【偽解剖学】「内臓はがし」という大嘘。芸能人も騙される偽医学の闇
皆さん、こんにちは。 いつもブログを読んでいただき、ありがとうございます。
先日投稿した【偽解剖学を解剖する】という記事に、過去最高のアクセスと、たくさんの反響をいただきました。
やはり、SNSの「魔法のストレッチ」や「一瞬で治る動画」に違和感を抱いていた方は非常に多かったようです。
今日はその続編として、さらに踏み込んだ注意喚起をさせていただきます。
画面の向こうの有名芸能人が「〇〇先生の施術で内臓が元の位置に戻った!」と絶賛している最新の偽医学【内臓はがし】がいかにデタラメか、その正体を暴きます。
1. 「内臓が癒着して下がっている」というファンタジー
内臓はがしを提宿するインフルエンサーたちは、「内臓が癒着して下がっているから、ぽっこりお腹や腰痛が起きる」と説明します。
しかし、解剖学の教科書を1ページでも読めば、これが完全な嘘だと分かります。
人間の内臓は、強力な靭帯や膜によって、お腹の中の定位置にしっかりと固定されています。
手術や重度の炎症の既往もないのに、勝手に癒着したり、重力でズルズルと下に落ちるようなヤワな構造ではありません。
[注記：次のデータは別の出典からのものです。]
PR #10649, opened 2020-08-13
Include 3-d list for full coverage of list init code

taldcroft:
### Description

This is a follow-up to #10636 since I noticed the inline code coverage comment that [one line of the code](https://github.com/astropy/astropy/pull/10636/files#diff-30ea8400f76ea2c3dfd24787113276f6R248) there was not tested. Indeed that was correct and this PR adds a 3-d list that will now test that line.

### DIFF
--- a/astropy/table/tests/test_masked.py
+++ b/astropy/table/tests/test_masked.py
@@ -183,14 +183,14 @@ class TestTableInit(SetupData):
     """Initializing a table"""
 
     @pytest.mark.parametrize('type_str', ('?', 'b', 'i2', 'f4', 'c8', 'S', 'U', 'O'))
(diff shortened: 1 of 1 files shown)


taldcroft:
This is a pretty trivial change - anybody watching could review.  @pllim, @mhvk?

taldcroft:
Yes, the inline comment by codecov actually made me see the problem. Previously I was just uniformly ignoring it.

taldcroft:
What I want to know is if codecov will give me a gold star for fixing a coverage problem.

mhvk:
That in-line comment does indeed seem nice - at least one knows it is related to one's own PR!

もし本当に内臓が「剥がれるほど癒着」していたり、「位置が激変するほど下垂」していたら、それはマッサージで治るレベルではなく、【即入院・手術が必要な重篤な疾患】です。
2. 芸能人・モデルを使った「イメージ戦略」の罠
「でも、あの有名なモデルさんや芸能人も絶賛しているよ?」 そう思われるかもしれません。
ですが、そこにはSNS特有のドス黒い【PRビジネスの構造】があります。
名前も知らないようなインフルエンサーモデルや、メディア露出の減った芸能人が、なぜかこぞって特定の治療家を絶賛する。
その多くは、無料施術を条件にした宣伝活動であったり、裏で高額な広告費が動いている「案件」です。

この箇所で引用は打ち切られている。